Find how many lines of the records hold the string "like" and reply with only that total.

**RECORD SET:**
======
PR #253, opened 2021-08-26
MTKA-1334: Add opt-in usage tracking to the plugin.

matthewguywright:
## Description

Adds opt-in usage tracking to the plugin.

At this time, this records an event when:
- A new post is published
- A model is created, updated, or deleted
- A field is created, updated, or deleted
- The model list is viewed

Todo:
- [x] Verify events are properly recorded
- [x] Ensure code/text naming is consistent and appropriate
- [x] Tests


mindctrl (changes requested):

ChrisWiegman (changes requested):
The generic events are great. What worries me here is the disclosure of "what" they're building (see screenshots below). We may need to kill pageviews. We should never know what they call something, just that they're building something.

Screen Shot 2021-08-27 at 10 29 36
Screen Shot 2021-08-27 at 10 29 46
Screen Shot 2021-08-27 at 10 30 24

includes/settings/js/src/components/DeleteModelModal.jsx
```diff
@@ -118,6 +120,12 @@ export function DeleteModelModal({ modalIsOpen, setModalIsOpen, model }) {
 					await deleteModel(slug)
 						.then((res) => {
 							if (res.success) {
+								if (atlasContentModeler.usageTrackingEnabled) {
```
mindctrl, line 123: I don't love adding this kind of logic everywhere we want an event. An alternative is to put the logic inside the functions that send the events. However, the `usageTrackingEnabled` bit that is passed through `wp_localize_script` is done for two separate scripts (publisher and settings) and exposed through two different global variables by WP. We don't have a single shared script that is enqueued and localized in both places. Something to consider for the near future.

mindctrl:
This is ready for a preliminary review. I updated the original post with the remaining tasks.

includes/settings/js/src/components/DeleteModelModal.jsx
nickcernis: @mindctrl Perhaps something like this for now?

```diff
diff --git a/includes/shared-assets/js/analytics.js b/includes/shared-assets/js/analytics.js
index dfa17c6..7332f8b 100644
--- a/includes/shared-assets/js/analytics.js
+++ b/includes/shared-assets/js/analytics.js
@@ -7,6 +7,10 @@ import ReactGA from "react-ga4";
 
 const ANALYTICS_ID = "G-S056CLLZ34";
 
+const telemetryEnabled =
+	atlasContentModelerFormEditingExperience?.usageTrackingEnabled ||
+	atlasContentModeler?.usageTrackingEnabled;
+
 const maybeInitializeAnalytics = () => {
 	if (!ReactGA?.isInitialized) {
 		ReactGA.initialize(ANALYTICS_ID, {
@@ -17,13 +21,18 @@ const maybeInitializeAnalytics = () => {
 
 export const sendEvent = (data) => {
 	maybeInitializeAnalytics();
-	return ReactGA.event(data);
+	if (telemetryEnabled) {
+		return ReactGA.event(data);
+	}
 };
 
 export const sendPageView = (page = "") => {
 	maybeInitializeAnalytics();
-	return ReactGA.send({
-		hitType: "pageview",
-		page,
-	});
+
+	if (telemetryEnabled) {
+		return ReactGA.send({
+			hitType: "pageview",
+			page,
+		});
+	}
 };
```

includes/settings/js/src/components/Settings.jsx
```diff
@@ -0,0 +1,96 @@
+/* global atlasContentModeler */
+import React, { useState } from "react";
+import { __ } from "@wordpress/i18n";
+import { dispatch } from "@wordpress/data";
+
+export default function Settings() {
```
nickcernis, line 6: This isn't saving settings quite right for me at the moment:

- Disabled isn't active by default (i.e. when `atlas_content_modeler_usage_tracking` is empty).
- Clicking 'disabled' then refreshing shows no option as active.

This change seems to fix both issues:

```diff
diff --git a/includes/settings/js/src/components/Settings.jsx b/includes/settings/js/src/components/Settings.jsx
index bdaff70..77635d6 100644
--- a/includes/settings/js/src/components/Settings.jsx
+++ b/includes/settings/js/src/components/Settings.jsx
@@ -8,12 +8,12 @@ export default function Settings() {
 		atlasContentModeler.usageTrackingEnabled
 	);
 
-	function saveUsageTrackingSetting(event) {
+	function saveUsageTrackingSetting(value) {
 		// @todo catch save errors
 		dispatch("core").saveSite({
-			atlas_content_modeler_usage_tracking: event.target.value,
+			atlas_content_modeler_usage_tracking: value,
 		});
-		setUsageTracking(event.target.value);
+		setUsageTracking(value);
 	}
 
 	return (
@@ -51,10 +51,13 @@ export default function Settings() {
 													name="atlas-content-modeler-settings[usageTracking]"
 													value="0"
 													checked={
-														usageTracking === "0"
+														usageTracking === "0" ||
+														!usageTracking
 													}
-													onChange={
-														saveUsageTrackingSetting
+													onChange={() =>
+														saveUsageTrackingSetting(
+															"0"
+														)
 													}
 												></input>
 												{__(
@@ -70,8 +73,10 @@ export default function Settings() {
 												name="atlas-content-modeler-settings[usageTracking]"
 												value="1"
 												checked={usageTracking === "1"}
-												onChange={
-													saveUsageTrackingSetting
+												onChange={() =>
+													saveUsageTrackingSetting(
+														"1"
+													)
 												}
 											></input>
 											<label
```

includes/settings/js/src/components/Settings.jsx
```diff
@@ -0,0 +1,96 @@
...
+												htmlFor="atlas-content-modeler-settings[usageTrackingDisabled]"
+											>
+												<input
+													type="radio"
+													id="atlas-content-modeler-settings[usageTrackingDisabled]"
+													name="atlas-content-modeler-settings[usageTracking]"
+													value="0"
+													checked={
+														usageTracking === "0"
+													}
```
nickcernis, line 55: This isn't saving settings quite right for me at the moment:

- Disabled isn't active by default (i.e. when atlas_content_modeler_usage_tracking is empty).
- Clicking 'disabled' then refreshing shows no option as active.

This change seems to fix both issues:

```suggestion
													checked={
														usageTracking === "0" ||
														!usageTracking
													}
```

includes/settings/js/src/components/DeleteModelModal.jsx
```diff
@@ -6,6 +7,7 @@ import { removeSidebarMenuItem } from "../utils";
 import { getRelationships } from "../queries";
 import { showError } from "../toasts";
 import { useHistory } from "react-router-dom";
+import { sendEvent } from "../../../../shared-assets/js/analytics";
```
nickcernis, line 10: Worth using the alias here for consistency?

```suggestion
import { sendEvent } from "acm-analytics";
```

nickcernis (dismissed):
One suggestion above but otherwise looks good! Might also benefit from a changelog entry under "Unreleased"?

includes/settings/js/src/components/DeleteModelModal.jsx
mindctrl: Ah yes, I think my editor auto-added the path. Good catch.

CHANGELOG.md
```diff
@@ -1,5 +1,9 @@
 # Atlas Content Modeler Changelog
 
+## Unreleased
+### Added
+- Opt-in anonymous usage tracking to help us make Atlas Content Modeler better.
```
nickcernis, line 5: Worth adding this for clarification?

```suggestion
- Opt-in anonymous usage tracking to help us make Atlas Content Modeler better (disabled by default).
```

mindctrl: Definitely! Thanks!

nickcernis (dismissed):

nickcernis (dismissed):

nickcernis (approved):

PR #254, opened 2021-08-30
[NO JIRA] Add REST route for fetching all model schemas

mindctrl:
## Description

Adds a REST route for fetching the schemas for all models. We already have a route for fetching a single model, but not for fetching them all. We've already been asked internally about getting to this data, and this would be helpful to those folks while rounding out the API a bit more.

## Testing

See phpunit tests. Make authenticated and non-authenticated REST requests to `http://{YOUR SITE}/wp-json/wpe/atlas/content-models`.

## Screenshots
Authorized requests should result in a response similar to this:
image

Unauthorized requests should result in this response:
image

## Documentation Changes
Added WP REST API route for retrieving the schemas for all models.


ChrisWiegman (approved):

anthonyburchell (approved):
LGTM! 👍  super handy!

PR #256, opened 2021-08-31
[BH-1222]: Add relationship modal empty state and “create entry” link

nickcernis:
Improves the empty state of the relationships modal table:

- Removes the pagination if there are zero pages. (Previously, “Page 1 of 0” would appear if there were no entries.)
- Displays an empty message if there are no entries. 
- Adds a link in the modal to create a new entry if there are no entries. Clicking the link closes the modal and opens the “New [Singular]` page in a new tab. This removes a potential dead end, where the user would have to figure out how to create a related entry themselves and then refresh the original page to see those new entries (potentially losing unsaved work in the process).

## Testing

Includes an e2e test for the “create new entry” flow.

### To test manually

1. Create a “Monkey” model with a “name” text field set as the title, and a “Monkey Friends” relationship field that refers to other monkeys.
2. Add your first monkey.
3. Click the relationship field to open the relationship modal. You should see no entries. Click the link named, “Create a new Monkey”.
4. In the new tab that opens, create a new monkey by just filling its name, then publish it.
5. Close the tab to return to the original monkey entry.
6. The relationship modal should update to show the monkey you entered.

## Screenshots

| Before | After |
| - | - |
| Screenshot 2021-08-31 at 13 29 10 | Screenshot 2021-08-31 at 13 28 42 |

PR #257, opened 2021-08-31
BH-1211: Remove required option from Relationship field.

mindctrl:
## Description
Removes the "required" field option from the Relationship field.

This is temporary until we work out a better UX.

I did not remove the required logic within the publisher app components, as we'll be bringing this feature back in the near future, and everything should work fine with it there in the meantime.

https://wpengine.atlassian.net/browse/BH-1211

## Documentation Changes
Removed "Make this field required" option from the Relationship field.


mindctrl:
Closing this in favor of #256

PR #262, opened 2021-09-02
refactor: rename variables to provide more clarity

mindctrl:
## Description

This targets #250 and is _optional_. Much of this already existed in this form before #250, but I noticed it while reviewing. I didn't add these changes to that PR because it increases the review burden. We can merge this into `relationship` later if necessary.


nickcernis (approved):
Thanks, John, I think this is clearer.

PR #264, opened 2021-09-07
Add support for model-to-model relationships

mindctrl:
## Description

Adds a relationship field to support model-to-model relationships.

Users can now add one-to-one and one-to-many connections between model entries.

https://wpengine.atlassian.net/browse/BH-1131

## Screenshots

image

## Documentation Changes
Added a relationship field to support model-to-model relationships.


atlas-content-modeler.php
```diff
@@ -31,6 +31,12 @@
  * Bootstraps the plugin.
  */
 function atlas_content_modeler_loader(): void {
+	$composer_autoloader = __DIR__ . '/vendor/autoload.php';
+
+	if ( file_exists( $composer_autoloader ) ) {
+		include_once $composer_autoloader;
+	}
```
mindctrl, line 38: A couple thoughts on this...

If the file does not exist, we have a problem and the plugin will not work, but we're not dealing with the problem... we're sweeping under the rug. The plugin will fatal error on line 64 below if this file is missing.

If we're not going to deal with the problem a missing file causes here, this check doesn't help us prevent bad things from happening. We could remove the check, or prevent the plugin from loading any further.

Related: our build pipeline, in its current state, would never deploy this plugin with the missing dependencies. Even if the plugin didn't fatal error due to missing files on a regular page load, the integration and e2e tests would not pass because of the missing dependencies.

We can log this separately in Jira and make it more robust in a separate PR.

includes/publisher/class-publisher-form-editing-experience.php
```diff
@@ -331,6 +375,83 @@ public function save_post( int $post_id, WP_Post $post ): void {
...
+	 * Retrieves the related post ids
+	 *
+	 * @param int    $post_id The post ID of the parent post.
+	 * @param string $post_type The post type of the parent post.
+	 * @param string $relationship_type The post type of the relationship.
+	 * @param string $field_name The slug of the relationship saved in the DB.
+	 *
+	 * @return string A comma separated list of connected posts
+	 */
+	public function get_relationship_field( $post_id, $post_type, $relationship_type, $field_name ) {
```
mindctrl, line 414: Declare argument and return types here?

includes/publisher/class-publisher-form-editing-experience.php
```diff
@@ -331,6 +375,83 @@ public function save_post( int $post_id, WP_Post $post ): void {
...
 	}
 
+	/**
+	 * Saves relationship field data using the post-to-posts library
+	 *
+	 * @param string  $field_id The name of the field being saved.
+	 * @param WP_Post $post The ID of the post being saved.
+	 * @param string  $field_value The post IDs of the relationship's destination posts.
+	 */
+	public function save_relationship_field( $field_id, $post, $field_value ) {
```
mindctrl, line 385: Declare argument and return types here?

includes/publisher/class-publisher-form-editing-experience.php
nickcernis: Thanks, done in https://github.com/wpengine/atlas-content-modeler/pull/264/commits/7f6fd2aef9b5ffe70a521fa707b929cce2176ff2.

includes/publisher/class-publisher-form-editing-experience.php
nickcernis: Applied in https://github.com/wpengine/atlas-content-modeler/pull/264/commits/7f6fd2aef9b5ffe70a521fa707b929cce2176ff2.

atlas-content-modeler.php
nickcernis: Agreed — we could perhaps silently fail to load the plugin, deactivate it, or display a user-facing error on the plugins page if the composer autoloader is missing.

Ticketed as [BH-1226](https://wpengine.atlassian.net/browse/BH-1226).

There may also be a case to inline the dependency and remove the autoloader, since we're the only consumers and the code is already quite specific to our plugin (it uses `acm_` prefixes etc.).

ChrisWiegman (approved):

nickcernis (approved):

Issue #62, opened 2021-06-17
Basic task statistics


spirali:
Show basic statistics about tasks computational time (and maybe an remaining time estimate?)

PR #121, opened 2021-08-09
Job & Task times

spirali:
Fixes: https://github.com/It4innovations/hyperqueue/issues/62


src/client/job.rs
```diff
@@ -202,12 +204,23 @@ pub fn print_job_detail(
             .cell(),
     ]);
 
+    rows.push(vec![
+        "Submission date".cell().bold(true),
+        job.submission_date.round_subsecs(0).cell(),
+    ]);
+
+    rows.push(vec![
+        "Makespan".cell().bold(true),
```
Kobzol, line 213: Maybe Duration instead of Makespan?

src/transfer/messages.rs
```diff
@@ -184,6 +184,12 @@ pub struct JobDetail {
     pub entries: Option<Vec<BString>>,
     pub max_fails: Option<JobTaskCount>,
     pub priority: tako::Priority,
+
+    // Date when job was submitted
+    pub submission_date: DateTime<Utc>,
+
+    // Time when job was completed or now if job is not completed
+    pub completion_date_or_now: DateTime<Utc>,
```
Kobzol, line 192: `completion_date_or_now` is sent over the wire instead of something like `Option<DateTime<Utc>>` to use server time for `now`?

Kobzol (approved):

src/client/job.rs
spirali: I want to reserve "duration" for time that is actively processed. Makespan is from submission to completion, counting even time when there were no workers at all or tasks of job was suppresed by a job with a higher prioirty.

src/transfer/messages.rs
spirali: To compute makespan of job/duration of tasks you basically always needs something like (completion_date_or_now - start) so I wanted to keeped as simple as possible and do not introduce two additional field.

Kobzol (approved):

PR #122, opened 2021-08-10
ENH: create all folder given from user defined stdout and stderr file path

fredykoci:


src/worker/start.rs
```diff
@@ -198,6 +199,15 @@ async fn launcher_main(streamer_ref: StreamerRef, task_ref: TaskRef) -> tako::Re
...
         replace_placeholders(&mut program);
+        // Creates all not existing folders given in stdout
+        let std_folders = match &program.stdout {
+            StdioDef::File(path) => match path.parent() {
+                Some(path) => path.to_str().unwrap(),
+                None => "",
+            },
+            _ => "",
+        };
+        std::fs::create_dir_all(std_folders)?;
```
======
**FINISHED TASK:** 3